If you could tell the world anything today, what would you say?
I still find freedom of expression a tricky one. Writing for me satisfies the river of words, feelings, emotions that build up inside me that just wants OUT. I have many dams in place under the names of fear, worry, overthinking (will people like what I write, will they care, will this make me sound x,y,z,). Rather than just writing for the sheer joy of it. Expression can always bring potential of trouble and there really is a point where we just need to get over it.
I’m quite taken in by reminding myself of Occam’s razor lately. The simplest explanation being the most likely. What are we killing ourselves and our minds for? I love helping people. I am pretty anti-social but I do love people. The last few days I’ve just bounded along in life and not really put a massive amount of effort into anything. Probably about 57% of my usual efforts. I’ve discovered to my shock that I’ve provided more help to others than I have in times when I’ve given 95%. 5% retained for personal sanity. At the core of all this, what is the consistent factor? I’ve been myself with no barriers. I’ll adjust that and add that I’ve been myself in the middle of some meditation work with the earth. I’ll tell you my secret.

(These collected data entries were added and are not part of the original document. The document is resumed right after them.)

PR #845, opened 2026-06-26
fix(cooldownqueue): eliminate "send on closed channel" panic on shutdown

matthyx:
## Problem

The `istio.io/pkg/cache` TTL evicter goroutine races with `CooldownQueue.Stop()` during SIGTERM, panicking with `send on closed channel`.

A `select { case <-done: }` guard is insufficient: Go evaluates **all** select-case operands before choosing — so if `innerChan` is already closed when the evicter callback fires, the send-case evaluation panics before `<-done` can be taken.

## Approach

Split the single channel into two, owned by different actors:

| Channel | Writer | Closed by |
|---|---|---|
| `intermediate` (`innerChan`) | evicter callback | **never** — eliminates the panic |
| `result` (`resultChan`, consumer-facing) | relay goroutine | relay goroutine on `done` signal |

A new relay goroutine forwards `intermediate → result` and `defer close(result)` unblocks any `for range` consumer on shutdown.

```go
// intermediate is NEVER closed, so the evicter callback cannot panic.
callback := func(key, value any) {
    select {
    case <-done:
    case intermediate <- value.(T):
    }
}

// Relay closes result when done fires, unblocking consumers cleanly.
go func() {
    defer close(result)
    for {
        select {
        case <-done:
            return
        case v := <-intermediate:
            select {
            case <-done:
                return
            case result <- v:
            }
        }
    }
}()
```

`Stop()` now just `close(done)` — no direct channel close.

## Additional fix

- `closed bool` → `atomic.Bool` to eliminate a pre-existing data race between `Stop()` and concurrent `Enqueue()`/`Closed()` callers.

## Testing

This weekend I’ve been working with a patch of woodland. I say
working with, building a relationship with. I found this patch, mossy with some trees. Enough space to have a little sleep or a sit. For two days I pinged back and forth to this space. Each time I got to know the route a little better. Turn left at the ferny plant, up the extra mossy rock, use the thinner tree to swing upwards. Each time I grew more confident in myself. On the first route I was nervously looking around, wondering who would see me meditating in this space and what they could possibly think. Getting sucked in the more spongy earth and generally looking like a new deer. On the last route I was banging my drum and strutting about the moss, not giving a fuck. I became rested, comfortable and accepted by this special space.
Connecting to the earth, sitting, meditating outside and just being me, was very peaceful. When I then returned to the world and to civilisation, I felt like I was bringing all of me. The layers had been forgotten for a while. I was just there to help, just as my soul loves to do. The simplest route to that, was to just be me. Quiet, listening, absorbing, understanding. Give some love and then smile as you know inside that the other person will be just fine, being exactly who they are. Clarity.
I really have no idea as to the point of this post. I feel at peace and attribute this to a few factors, one of which was my repeated connection to this special space in a woodland. I’m talking five times a day, for two days. I guess what I want to say is, go to the woods. Just not my woods. I don’t want to amble up there one day to find someone else sitting in my special place. Find your own woods. . . and go within. A lot. Be You.